# Which animals are the most difficult & unusual to hunt?



## PorcupineQuill (Sep 27, 2015)

In the range of animals appropriate for slingshot hunting. Beavers? Raccoons? Small hogs? I've, for example, seen pics of raccoons gotten with slingshots. Are they a common slingshot prey, or more rare?


----------



## Oneproudmeximan (May 20, 2013)

You would have to really be chucking some power to take beavers and raccoons which aren't common at all


----------



## brucered (Dec 30, 2015)

You'd probably get tarred and feathered if even looked the wrong way af a Beaver in Canada....let alone take a shot at one.


----------



## Viper010 (Apr 21, 2012)

PorcupineQuill said:


> In the range of animals appropriate for slingshot hunting. Beavers? Raccoons? Small hogs? I've, for example, seen pics of raccoons gotten with slingshots. Are they a common slingshot prey, or more rare?


If you really want to go and hunt animals of that size category with your slingshot, skunks would be the thing to go for. 
It requires a special technique though... You need to sneak up behind it real close, like maximum 10ft, wait till it raises it's tail. That's the moment to shoot it in the butt with a chick pea or a paint ball. 
The sudden sting in the butt startles it so bad it just faints on the spot. At that point you just walk over the last couple of feet, pick it up and put it in a bag to clean it at home at your leisure.


----------



## Phoul Mouth (Jan 6, 2015)

Squirrels, Rabbits, Birds(up to turkey sized), Mink, Ferret, Rats, Mice, Muskrat, Possums, Moles, Shrew, Bats, Cats, Chipmunks.....

Something the size and density of a beaver though, I think you'd need some truly ridiculous powered bands to have even a slight chance of killing a beaver, and even then only with a head shot.


----------



## SlingshotBill (May 29, 2014)

Shunk with FAST 1/2 steel head shot only very fun but be prepared to stay up late skinning him out if you never did it before


----------



## treefork (Feb 1, 2010)

Porcupines


----------



## Phoul Mouth (Jan 6, 2015)

Phoul Mouth said:


> Squirrels, Rabbits, Birds(up to turkey sized), Mink, Ferret, Rats, Mice, Muskrat, Possums, Moles, Shrew, Bats, Cats, Chipmunks.....
> 
> Something the size and density of a beaver though, I think you'd need some truly ridiculous powered bands to have even a slight chance of killing a beaver, and even then only with a head shot.


Sorry, had to leave and wasn't able to finish my post.

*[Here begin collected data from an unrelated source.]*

PR #14054, opened 2025-07-30
Use write barrier version for rb_proc_call_kw

jhawthorn:
RARRAY_CONST_PTR requires that the elements in the Array are never modified. However inside [invoke_block_from_c_proc the last hash arg (which I think was assumed to be on the stack) could be replaced by a new object](https://github.com/ruby/ruby/blob/7cece235ab9d3834b314f4395d45b8c97399470c/vm.c#L1756).

Because of this that either needs a write barrier (which is challenging because there is no reference to the args array at that point), or we need to mark the array as WB unprotected (which will slow GC).

This was found by wbcheck

@jeremyevans is there another way we could do that in [invoke_block_from_c_proc](https://github.com/ruby/ruby/blob/7cece235ab9d3834b314f4395d45b8c97399470c/vm.c#L1756) ?

### DIFF
--- a/proc.c
+++ b/proc.c
@@ -992,7 +992,12 @@ rb_proc_call_kw(VALUE self, VALUE args, int kw_splat)
     VALUE vret;
     rb_proc_t *proc;
     int argc = check_argc(RARRAY_LEN(args));
-    const VALUE *argv = RARRAY_CONST_PTR(args);
+
+    // rb_vm_invoke_proc may end up modifying argv as part of calling and so we
+    // must use RARRAY_PTR, which marks the array as WB_UNPROTECTED instead of
+    // RARRAY_CONST_PTR. Unfortunately this is worse for GC.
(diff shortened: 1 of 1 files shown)


nobu:
It feels surprising to me that the argument content may be modified silently.
May we need to copy and splat the last argument in earlier stages?

jeremyevans:
I assumed the pointer wouldn't change, that's why I used `RARRAY_CONST_PTR`. That turns out to be a bad assumption to the current implementation (not sure whether it was a bad assumption when the code was written), so using `RARRAY_PTR` seems to be an appropriate fix.  I don't have an idea of a more optimized approach, unfortunately.

jhawthorn:
Thank you both. I also found it very surprising.

Before merging I'm going to look at modifying `invoke_block_from_c_proc` to see how much that extra allocation+memcpy hurts performance (and it feels like we should be able to `alloca` there for small values).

So, here I am! lol

Anyways, trying to kill an animal that really can't be killed with a slingshot is simply animal cruelty. IMO beavers and raccoon fall into that category. Stick to things that a slingshot can kill, but go with things that are difficult to find, in difficult areas, or are only out at night.

Moles pop out of holes on occasion. One head shot and their done, the trick is baiting them out of the hole or waiting. Plus they are a pest animal so no guilt popping mole faces!

Mink are pest animals, here in Mass where trapping has been outlawed we have cases of rabid mink attacking pets all the time. Mink are also a water animal, they link to make dens near or in streams which makes them difficult to track and hunt with a slingshot.

Bats are only really out at night, and again, they can be a pest animal. You can find them anywhere with a good amount of fruit growing, especially berries.

Chipmunks.... Man I hate that chirping noise. What I hate even more is how twitchy, small, and fast they are. Very hard targets. And when you miss, they stare at you chirping away! It's like they are sitting there going "neener neener you missed me loser," and then once you have another round in the pouch they take off.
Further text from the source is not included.